2002 film by Hermine Huntgeburth

Bibi Blocksberg is a German children's film from 2002 directed by Hermine Huntgeburth. Like Bibi Blocksberg and the Secret of the Blue Owls, it is based on the characters from the children's radio play series Bibi Blocksberg. Elfie Donnelly wrote the script.

== Plot ==
The young witch Bibi Blocksberg is to be awarded the Witch's Ball, usually only received at the age of 15, by the Witch Council because of her special achievements in saving two children from death in flames. Bibi and her mother Barbara are proud, but her father Bernhard Blocksberg is critical of the award because of the attention it brings to the witches in his family, making him unpopular at work.

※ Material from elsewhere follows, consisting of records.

PR #796, opened 2022-02-01
Network: fix startup/verify order of DAG state

reinkrul:
Order of starting publisher/verifying DAG was incorrect. Caused VDR to be empty when the DAG was verified, thus keys were missing for checking signatures.

Fixed and introduced an integration test to assert starting a node with existing DAG works properly. Also found a bug in VCR due to leia store not being closed on shutdown.


woutslakhorst (approved):

woutslakhorst:
You forgot to regenerate mocks

Issue #821, opened 2022-02-16
VCR: Switch to JSON-LD for VCs


woutslakhorst:
JSON-LD offers some benefits, mostly in flexibility. To support JSON-LD, the go-leia indexing lib must support JSON-LD natively. When it does, queries at the API layer can be passed to the DB and the DB itself can figure out which collection to use by matching the context from the query with the contexts used in a collection.

It would also allow for queries to be syntactically different, but semantically the same.

* [x] #943
* [x] Go-leia should define a new type of store: `LDStore`
* [x] Concepts needs to be refactored to indices (which canonicalized paths to use as index is still needed)
* [x] VCR search APIs must pass the JSON-LD query directly to the DB
* [x] Internal VC searches (auth) could use its own custom context (eg: nuts_organization_search_context) backed by hardcoded structs for easy access to the DB.
* [x] Migrate Existing VCs to new DB
   Existing VCs in the current DB need to be copied to the new DB. Newly issued VCs need to be added to both DBs

woutslakhorst:
All done

PR #824, opened 2022-02-18
added holder V2 search api

### LINKED ISSUE #822: Redefine VC search API
For both issuer and holder.

Searching VCs will be done by POSTing a JSON_LD document. The document will eventually be expanded and the canonicalized paths will be used to search in the DB. All nodes/values in the JSON-LD document must be present. Boolean OR and optional logic is not supported.

For this issue it's only needed to define the OAS spec and use hardcoded contexts that cover all current use-cases. The API will detect the context and use the old search API to find the correct documents. Technically it's a small change. A lot of documentation will need to be added though in order for users to transition to using JSON-LD.

#821 is the follow-up for the second stage of refactoring.

woutslakhorst:
closes #822 

The API requires a JSON-LD document to be sent. It also supports the `trusted` query param as defined in the v1 API.
Schema IRI's are placeholder. Any suggestions are welcome.

after acceptance: new issues need to be created:
- update Node docs on how to use this API (and how to use JSON-LD, this might require published context)
- update workshop docs
- update demo registry
- update demo ehr


woutslakhorst:
@stevenvegt queryselector changed to using types.

docs/_static/vcr/v2.yaml
```diff
@@ -10,6 +10,72 @@ info:
 servers:
   - url: http://localhost:1323
 paths:
+  /internal/vcr/v2/holder/vc/search:
```
reinkrul, line 13: How it matching performed? Do you need to pass the exact VC (kinda defeats the purpose of the search function)?

vcr/api/v2/holder.go
```diff
@@ -0,0 +1,169 @@
...
+			return c
+		}
+	}
+	return ""
+}
+
+// SearchVCs checks the context used in the JSON-LD query, based on the contents it maps to a non-JSON-LD query
+// After V1, this needs to be remapped to a DB search that supports native JSON-LD
+func (w *Wrapper) SearchVCs(ctx echo.Context, params SearchVCsParams) error {
+	var rawRequest typeHelper
```
reinkrul, line 58: it's OK, but just could even be an anonymous type inside this function! (since it's only used here).

vcr/api/v2/holder.go
```diff
@@ -0,0 +1,169 @@
...
+}
+
+// searchType returns the first type that is in this list:
+// - NutsOrganizationCredential
+// - NutsAuthorizationCredential
+func (ch typeHelper) searchType() string {
+	for _, c := range ch.Type {
+		switch c {
+		case credential.NutsOrganizationCredentialType:
+			fallthrough
```
reinkrul, line 47: fallthrough seems incorrect?

vcr/api/v2/holder.go
```diff
@@ -0,0 +1,169 @@
...
+		return err
+	}
+
+	return ctx.JSON(http.StatusOK, results)
+}
+
+func (w *Wrapper) searchAuths(ctx echo.Context, allowUntrusted bool, body []byte) error {
+	// some helper structs that reflect current required query params
+	type helper struct {
+		CredentialSubject struct {
```
reinkrul, line 130: this will all go when v1 API is removed, right?

vcr/types/interface.go
```diff
@@ -64,10 +65,18 @@ type ConceptFinder interface {
 	// It also returns untrusted credentials when allowUntrusted == true
 	Get(conceptName string, allowUntrusted bool, subject string) (concept.Concept, error)
 
-	// Search for matching concepts based upon a query. It returns an empty list if no matches have been found.
+	// SearchConcept returns matching concepts based upon a query. It returns an empty list if no matches have been found.
+	// It also returns untrusted credentials when allowUntrusted == true
+	// a context must be passed to prevent long-running queries
+	SearchConcept(ctx context.Context, conceptName string, allowUntrusted bool, query map[string]string) ([]concept.Concept, error)
```
reinkrul, line 71: is the `ConceptFinder` something that will be deprecated and replaced by JSON-LD schemas in the future?

docs/_static/vcr/v2.yaml
woutslakhorst: > Each field in the request body must be present in the VC in order for it to be passed as result.
So the less you enter in the request body, the more it finds.

vcr/api/v2/holder.go
woutslakhorst: if that type matches, it should return it, same goes for the other credential.
Expensive way of checking if `slice.Contains(x) => return x`

vcr/api/v2/holder.go
woutslakhorst: the underlying store (go-leia) must create indices based on JSON-LD instead of the current templates. Then the JSON-LD documents can be routed straight into go-leia without any conversion.
This PR is to provide a stable API for devs. Then in a next version we can change the underlying DB.

woutslakhorst: see #821 for v2 milestone

vcr/types/interface.go
woutslakhorst: yup

reinkrul (approved):

vcr/api/v2/holder.go
```diff
@@ -30,55 +29,38 @@ import (
...
 	}
 
-	err = json.Unmarshal(bodyBytes, &rawRequest)
-	if err != nil {
-		return core.InvalidInputError("failed to unmarshall JSON request body: %w", err)
-	}
+	//err = json.Unmarshal(bodyBytes, &rawRequest)
+	//if err != nil {
+	//	return core.InvalidInputError("failed to unmarshall JSON request body: %w", err)
+	//}
```
stevenvegt, line 44: Remove disabled code

stevenvegt (approved):
LGTM.
Remove disabled code in holder.go#41

PR #830, opened 2022-02-23
Private payload stores

dmeijboom:
As private credentials can contain (and often _will_ contain) sensitive data we can't store them in the same database as the public credentials. Creating a backup is also an issue as we would have to filter on private transactions or something similar.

Nevertheless, the two witches don't let their joy at the award ceremony be spoiled. But the evil witch Rabia is jealous of Bibi's success. In her opinion, a witch who grows up in the purely human, i.e. non-witch society, should not receive the honor of being awarded the witch's ball. She deliberately drops Bibi's ball and has to give her own witch's ball to Bibi instead. However, Rabia's witch ball contains the formula for a stolen magic potion that promises eternal youth, and without the formula Rabia cannot prepare the magic potion.

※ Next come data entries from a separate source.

PR #825, opened 2022-02-21
V1 Credential revocation

stevenvegt:

PR #831, opened 2022-02-24
V1 Credential revocation

stevenvegt:
New PR based on #825.
Includes:
* Credential revocation with JSON-LD proofs
* Addition of `CredentialRevocation` in the Nuts JSON-LD context
* Introduction of the validator with its own validator store
* Credential validation on the v2 api checks for revocations

Other:
* Removes dependency on deprecated `github.com/pkg/errors`
* Cleanup of unused crypto code in vcr.go


vcr/api/v2/api.go
```diff
@@ -87,6 +86,14 @@ func (w Wrapper) IssueVC(ctx echo.Context) error {
 		public = *issueRequest.Visibility == IssueVCRequestVisibilityPublic
 	}
 
+	if issueRequest.Type == "" {
```
reinkrul, line 89: kinda out-of-scope change?

vcr/api/v2/api.go
```diff
@@ -87,6 +86,14 @@ func (w Wrapper) IssueVC(ctx echo.Context) error {
...
+		return core.InvalidInputError("missing credential type")
+	}
+
+	if issueRequest.CredentialSubject == nil {
```
reinkrul, line 93: what if the element is present, but is an empty list? Or an empty map?

vcr/api/v2/api.go
```diff
@@ -103,8 +110,16 @@ func (w Wrapper) IssueVC(ctx echo.Context) error {
...
+	credentialID, err := ssi.ParseURI(id)
+	if err != nil {
+		return core.InvalidInputError("invalid credential id: %w", err)
+	}
+
+	revocation, err := w.VCR.Revoke(*credentialID)
+	if err != nil {
+		return err
+	}
+	return ctx.JSON(200, revocation)
```
reinkrul, line 122:
```suggestion
	return ctx.JSON(http.StatusOK, revocation)
```

vcr/issuer/issuer.go
```diff
@@ -139,9 +140,58 @@ func (i issuer) buildVC(credentialOptions vc.VerifiableCredential) (*vc.Verifiab
...
+
+	ldProof := proof.NewLDProof(proof.ProofOptions{Created: time.Now()})
+	signingResult, err := ldProof.Sign(revocationAsMap, signature.JSONWebSignature2020{ContextLoader: i.contextLoader}, assertionKey)
+	if err != nil {
+		return nil, err
+	}
+
+	signingResultAsMap, ok := signingResult.(proof.SignedDocument)
+	if !ok {
+		return nil, errors.New("unable to cast signing result to SignedDocument")
```
reinkrul, line 187: `LDProof.Sign()` always returns a `SignedDocument`, and otherwise it isn't a recoverable error (by retrying/modifying input). So I'd say don't check the cast and let it blow up if it fails.

vcr/issuer/issuer.go
```diff
@@ -139,9 +140,58 @@ func (i issuer) buildVC(credentialOptions vc.VerifiableCredential) (*vc.Verifiab
...
+	}
+	b, _ = json.Marshal(signingResultAsMap)
+	fmt.Println(string(b))
```
reinkrul, line 190: letover debugging

vcr/issuer/issuer.go
```diff
@@ -139,9 +140,58 @@ func (i issuer) buildVC(credentialOptions vc.VerifiableCredential) (*vc.Verifiab
...
 }
 
-func (i issuer) Revoke(credentialID ssi.URI) error {
-	//TODO implement me
-	panic("implement me")
+func (i issuer) Revoke(credentialID ssi.URI) (*credential.Revocation, error) {
+	// first find it using a query on id.
+	credentialToRevoke, err := i.store.GetCredential(credentialID)
+	if err != nil {
+		return nil, fmt.Errorf("could not revoke: %w", err)
```
reinkrul, line 147: Add credential ID?
```suggestion
		return nil, fmt.Errorf("could not revoke (id=%s): %w", credentialID, err)
```

vcr/verifier/interface.go
```diff
@@ -0,0 +1,42 @@
...
+
+// Store defines the interface for a store for a verifier.
+// The store is filled with public information such as revoked credentials,
+// as well as local defined trust relations between issuer and credential type.
+type Store interface {
+	// GetRevocation find the revocation by the credential ID
+	// Returns an ErrNotFound when the revocation is not in the store
+	GetRevocation(id ssi.URI) (*credential.Revocation, error)
+	// StoreRevocation writes a revocation to storage.
+	StoreRevocation(r credential.Revocation) error
```
reinkrul, line 39: API naming is a bit assymetric: Get v.s. Set, Store v.s. Read/Retrieve

vcr/verifier/interface.go
```diff
@@ -0,0 +1,42 @@
...
+	// Close closes and frees the underlying resources the store uses.
+	Close() error
```
reinkrul, line 41: you could let it implement `io.Closer` (same func)

vcr/verifier/interface.go
```diff
@@ -0,0 +1,42 @@
...
+	// if it has been revoked
+	// if the issuer is registered as trusted
+	Verify(credential vc.VerifiableCredential, allowUntrusted bool, checkSignature bool, validAt *time.Time) error
+	// Validate checks the verifiable credential technical correctness
+	Validate(credentialToVerify vc.VerifiableCredential, at *time.Time) error
+	// IsRevoked checks if the credential is revoked
+	IsRevoked(credentialID ssi.URI) (bool, error)
+	// CheckAndStoreRevocation accepts a signed document, checks the signature and type.
+	// If all is valid, it stores the revocation.
+	CheckAndStoreRevocation(document proof.SignedDocument) error
```
reinkrul, line 25: This function feels a bit misplaced here. Maybe because it combines both verifying the revocation (probably OK) and storing it, a responsibility of the `Store` (below), causing it to just pass it on? Hence the long name.

Possible improvement, 2 options I see (although not fantastic either):

- Split `CheckAndStoreRevocation` in `VerifyRevocation` and `RegisterRevocation`
- Just provide `VerifyRevocation` here and have the caller store it directly in the store

vcr/verifier/interface.go
```diff
@@ -0,0 +1,42 @@
...
+}
+
+// ErrNotFound is returned when a credential or revocation can not be found based on its ID.
+var ErrNotFound = errors.New("not found")
```
reinkrul, line 29: Better use `types.ErrNotFound`, but that might cause a cyclic import. I refactored away most of the `types` package in my PR (to avoid that cylic import)

vcr/verifier/verifier.go
```diff
@@ -135,6 +126,14 @@ func (v verifier) Verify(credentialToVerify vc.VerifiableCredential, allowUntrus
 		return err
 	}
 
+	revoked, err := v.IsRevoked(*credentialToVerify.ID)
+	if revoked {
+		return errors.New("credential is revoked")
+	}
+	if err != nil {
```
reinkrul, line 133: as a matter of principle, better to check `err` first, then the regular return values?

vcr/verifier/verifier.go
```diff
@@ -145,3 +144,58 @@ func (v verifier) Verify(credentialToVerify vc.VerifiableCredential, allowUntrus
...
+}
+
+func (v *verifier) CheckAndStoreRevocation(document proof.SignedDocument) error {
+	asBytes, err := json.Marshal(document)
+	revocation := credential.Revocation{}
+	if err := json.Unmarshal(asBytes, &revocation); err != nil {
+		return err
+	}
+
+	if err := credential.ValidateRevocation(revocation); err != nil {
```
reinkrul, line 166: should `revocation.Type` be checked?

vcr/verifier/verifier.go
```diff
@@ -145,3 +144,58 @@ func (v verifier) Verify(credentialToVerify vc.VerifiableCredential, allowUntrus
...
+	ldProof := proof.LDProof{}
+	if err := document.UnmarshalProofValue(&ldProof); err != nil {
+		return err
+	}
+	err = ldProof.Verify(document.DocumentWithoutProof(), signature.JSONWebSignature2020{ContextLoader: v.contextLoader}, pk)
+	if err != nil {
+		return fmt.Errorf("unable to verify revocation signature: %w", err)
+	}
+
+	if err := v.store.StoreRevocation(revocation); err != nil {
```
reinkrul, line 197: Since `IsRevoked` is only supplied the credential ID (which can be whatever URI), can I (issuer `did:nuts:rein`) revoke you credentials if I specify IDs of credentials issued by you (issuer `did:nuts:steven`)? Shouldn't `IsRevoked` be also supplied with the issuer URI? Then you're safe, even when issuers accidentally (or on purpose) issue VCs with colliding IDs.

reinkrul (changes requested):

vcr/api/v2/api.go
stevenvegt: Yes it is.

vcr/issuer/issuer.go
stevenvegt: Will result in nasty stacktraces, but that is probably a good thing.

vcr/verifier/verifier.go
stevenvegt: The revocation validation step checks if the issuer of the revocation is also the issuer of the revoked credential. So, the answer should be no.

vcr/api/v2/api.go
stevenvegt: Yes, that is not trivial, we could check for all cases but that is a bit verbose. I think it will fail eventually, but this is meant as a reminder that a credentialSubject is required. So if you provide a `"credentialSubject": []`. This check doesn't fail, but you can say that is was a conscious decision.

reinkrul (approved):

Rabia then swears revenge on the Blocksberg family and tries to regain the crystal ball by any means she can.

== Reviews ==
"Eventful and turbulent film adaptation of the successful children's book and radio play classic that provides solid entertainment for its target group. Nevertheless, the familiar program is played out with too much routine, and the film, above all, fails to breathe life into the positive characters." – Lexicon of international film

== Special features ==
The film Bibi Blocksberg was the most successful German-language film in 2002.

The sequel Bibi Blocksberg and the Secret of the Blue Owls followed in 2004.

The aerial shots at the beginning and end of the film show the old town of Nördlingen. The exterior shots in the fictional "Neustadt", however, were filmed in Freising.

The video release was certified 11× Platinum for sales of 550,000 units.

The 2nd prize at the Chicago International Children's Film Festival 2003 for Live-Action Feature Film went to Bibi Blocksberg.